- _RECORDS SUPPLIED_

PR #3916, opened 2024-03-25
Fix issues with pointer provenance in load/store through ALU

zeux:
Previously load/store could be incorrectly rendered into ld.global/st.global when the input was an ALU op that performed an address computation with DEFINE_LOCAL on one of the arguments.

This would result in a GPU crash (unfortunately ptxas would silently compile this into a SASS kernel but the address would be a shared memory address). These kernels would be created during beam search for llama example and as such PTX=1 run would crash.

### DIFF
--- a/test/test_uops.py
+++ b/test/test_uops.py
@@ -207,6 +207,7 @@ class TestConstantFolding(unittest.TestCase):
     assert any(uop.uop is UOps.BITCAST for uop in lin.uops.uops), f"{[uop.uop for uop in lin.uops.uops]} does not contain bitcast"
 
 class TestLocalAccess(unittest.TestCase):
+  @unittest.skipIf(Device.DEFAULT in {"LLVM"}, "device doesn't support local memory")
   def test_local_basic(self):
     uops = []
     smem = uop(uops, UOps.DEFINE_LOCAL, PtrDType(dtypes.float32), (), ('smem', 16))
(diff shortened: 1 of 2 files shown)


zeux:
Example or previously incorrect code; note that store argument is an ALU op that uses a local to compute the final address:

```
	mul.lo.s32	%alu_s32_32, %lidx0, %const_s32_9;
	mov.b32		%const_s32_33, 0;
	cvt.u64.s32	%cast_u64_16, %alu_s32_32;
	add.u64		%alu_u64_16, %local_u64_0, %cast_u64_16;
	st.global.f32	[%alu_u64_16+0], %alu_f32_31;
```

zeux:
Btw the code in `ptr_ar` makes me think the intent was to never get IR corresponding to loop index based addressing, maybe the arg isn't cleanly set up and this is more correct to handle elsewhere. Let me know if that's the case and I can debug further.

geohot:
Can you add a test that would have failed before?

zeux:
I didn't find existing tests that tested the assembly output so wasn't sure - do you mean a test that just checks the lowering, or a full end-to-end test that would have crashed with PTX=1 before?

zeux:
Alright I've added tests that exercise the local addressing via a non-constant offset which is what triggered the issue in the first place, *HOWEVER* these tests alone would not trigger the problem (they still feel like they are important to have...).

This is because the core issue was not that the IR that was fed into the assembler used LOAD on a computed address, but that the IR - best as I can tell - was fed into the assembler *twice* during beam search (maybe with some alterations?). The first run would modify the LOAD instructions in place (in `ptr_ar`) and replace the address, that was originally DEFINE_LOCAL, with an ALU computation. It would also correctly assign `.shared` address space. However, the second run on the same graph would overwrite the address space with `.global` as the address was replaced by ALU.

I've adjusted the workaround to be simpler accordingly: don't change .arg if it's already assigned (but validate that the caller didn't pass something non-sensical). This still fixes the problem that came up in context of beam search. To actually exercise the problem in tests we'd need to run the code in local tests through the assembler twice, the tests don't do that atm

geohot:
Sweet! Simple change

- _YOUR ASSIGNMENT_
Restate the listing above in full, exactly.

- _SOLUTION FOR THIS PROBLEM_
PR #3916, opened 2024-03-25
Fix issues with pointer provenance in load/store through ALU

zeux:
Previously load/store could be incorrectly rendered into ld.global/st.global when the input was an ALU op that performed an address computation with DEFINE_LOCAL on one of the arguments.

This would result in a GPU crash (unfortunately ptxas would silently compile this into a SASS kernel but the address would be a shared memory address). These kernels would be created during beam search for llama example and as such PTX=1 run would crash.

### DIFF
--- a/test/test_uops.py
+++ b/test/test_uops.py
@@ -207,6 +207,7 @@ class TestConstantFolding(unittest.TestCase):
     assert any(uop.uop is UOps.BITCAST for uop in lin.uops.uops), f"{[uop.uop for uop in lin.uops.uops]} does not contain bitcast"
 
 class TestLocalAccess(unittest.TestCase):
+  @unittest.skipIf(Device.DEFAULT in {"LLVM"}, "device doesn't support local memory")
   def test_local_basic(self):
     uops = []
     smem = uop(uops, UOps.DEFINE_LOCAL, PtrDType(dtypes.float32), (), ('smem', 16))
(diff shortened: 1 of 2 files shown)


zeux:
Example or previously incorrect code; note that store argument is an ALU op that uses a local to compute the final address:

```
	mul.lo.s32	%alu_s32_32, %lidx0, %const_s32_9;
	mov.b32		%const_s32_33, 0;
	cvt.u64.s32	%cast_u64_16, %alu_s32_32;
	add.u64		%alu_u64_16, %local_u64_0, %cast_u64_16;
	st.global.f32	[%alu_u64_16+0], %alu_f32_31;
```

zeux:
Btw the code in `ptr_ar` makes me think the intent was to never get IR corresponding to loop index based addressing, maybe the arg isn't cleanly set up and this is more correct to handle elsewhere. Let me know if that's the case and I can debug further.

geohot:
Can you add a test that would have failed before?

zeux:
I didn't find existing tests that tested the assembly output so wasn't sure - do you mean a test that just checks the lowering, or a full end-to-end test that would have crashed with PTX=1 before?

zeux:
Alright I've added tests that exercise the local addressing via a non-constant offset which is what triggered the issue in the first place, *HOWEVER* these tests alone would not trigger the problem (they still feel like they are important to have...).

This is because the core issue was not that the IR that was fed into the assembler used LOAD on a computed address, but that the IR - best as I can tell - was fed into the assembler *twice* during beam search (maybe with some alterations?). The first run would modify the LOAD instructions in place (in `ptr_ar`) and replace the address, that was originally DEFINE_LOCAL, with an ALU computation. It would also correctly assign `.shared` address space. However, the second run on the same graph would overwrite the address space with `.global` as the address was replaced by ALU.

I've adjusted the workaround to be simpler accordingly: don't change .arg if it's already assigned (but validate that the caller didn't pass something non-sensical). This still fixes the problem that came up in context of beam search. To actually exercise the problem in tests we'd need to run the code in local tests through the assembler twice, the tests don't do that atm

geohot:
Sweet! Simple change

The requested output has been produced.